Speckled Egg Cookies

*******UPDATED 3/23/2012:  You know how yoou sit around and think about something for a year or so, then suddenly it occurs to you that you might have been doing something the dumb hard way?  Well after stewing over it, I am thinking, it might be easier to suck a tiny bit of icing up with the tip of the squeeze bottle, a la medicine bottle style, rather than put it IN the bottle.  I haven’t tested it, but I was thinking it would work, so you might try that first.  Anyway, rewind to April 2011…
These cookies are a tale of lemons to lemonade.  They are simple but gorgeous and oh so easy to make!
Hopefully, if you have been at the cookie decorating game for a little while, you own a few of these.
I  personally possess of a SHAMEFUL amount of them.
Anyway, as you grow accustomed to using decorating bottles, one of the first things you will learn {probably in the most awful and infuriating way} is that when they start to run low on icing, it’s imperative to stop immediately and refill.

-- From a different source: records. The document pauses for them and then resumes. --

PR #14687, opened 2024-10-16
`@apply` is not allowed inside `@keyframes`

RobinMalfait:
This PR makes sure that you cannot use `@apply` inside `@keyframes`. 

While some utilities can be used in `@keyframes`, the moment you introduce a variant, that's not going to work anymore because they need to operate on selectors which `@keyframes` don't have.

This PR now removes all usages of `@apply` in `@keyframes`.

### DIFF
--- a/packages/tailwindcss/src/apply.ts
+++ b/packages/tailwindcss/src/apply.ts
@@ -1,4 +1,4 @@
-import { walk, type AstNode } from './ast'
+import { walk, WalkAction, type AstNode } from './ast'
 import { compileCandidates } from './compile'
 import type { DesignSystem } from './design-system'
 import { escape } from './utils/escape'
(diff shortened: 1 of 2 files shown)


RobinMalfait:
* **#14687** <a href="https://app.graphite.dev/github/pr/tailwindlabs/tailwindcss/14687?utm_source=stack-comment-icon" target="_blank">Graphite</a> 👈
* `next`

<h2></h2>

thecrypticace (approved):

lorypelli:
why don't you just disallow modifiers, I used `backdrop-filter` in an animation and I'd prefer to use tailwind class (because I'm also setting the `-webkit` vendor prefix as tailwind does for that property, but I'd prefer to have it handled by tailwind, any ideas?

PR #14697, opened 2024-10-17
Bump dependencies to fix vulnerabilities

RobinMalfait:
This PR fixes some package vulnerabilities that you will see when running `npm install`. This PR fixes that by bumping dependencies to get rid of the vulnerabilities.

If you don’t, you will soon be in tears when the air filled bottle BURPS and mists your beautiful, PERFECT cookies with a fine spray of icing =(
The good news is, that my awful mistake once again led to a great idea for me to share with you.
This is the end result…
To make speckled egg cookies you will need:
  • a sheet pan covered with an old kitchen towel
  • flooded cookies that have completely dried
  • Wilton squeeze bottles {Wal-Mart or click on the photo above}
  • thin brown flood icing
  • a spatula
Be prepared when you begin this project.  It can and will get messy.  Give yourself plenty of room to work and relocate anything you don’t care to splatter with royal icing.

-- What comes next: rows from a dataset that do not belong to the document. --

PR #14700, opened 2024-10-17
Migrate static plugins with options to CSS

philipp-spiess:
This PR extends our JS configuration to CSS migration by also allowing `plugins` with options.  

An example of such config would be:

```js
import myPlugin from "./myPlugin";

export default {
  plugins: [
    myPlugin({
      class: "tw",
    }),
  ],
} satisfies Config;
```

I suggest covering a table with a vinyl table cloth and working there.
To get started add 2-4 tablespoons of thinned icing to a squeeze bottle…I prefer the Wilton kind.
Hold the bottle upside down until the icing runs to the top, then turn it right side up for a second or two.
Quickly do a test squeeze onto the kitchen towel, and if it splatters and the spatter is not to thick, begin squeezing the bottle repeatedly to spray the cookies.
When the bottle is fuller, you will get a heavier, more widely spaced pattern.
Then, as the amount of icing in the bottle decreases, the pattern becomes finer and covers a larger surface area.
?
Keep repeating these steps until you achieve the level of coverage you want.
Let them dry overnight, and the next morning you have beautiful, perfect, speckled robin’s egg cookies.
For an even simpler project, try this technique on cookies made from colored dough.  It’s super easy but produces  breathtaking cookies.
Mix them with bunnies or birdies, and you have an elegant Easter display.?
If you don’t feel like making cookies, this would also work for other projects.  Try making egg shaped Rice Krispie treats and splattering them with melted candy coating.
The possibilities and combinations are endless, and these are so simple, anyone can do it.  Hope to see more of these popping up!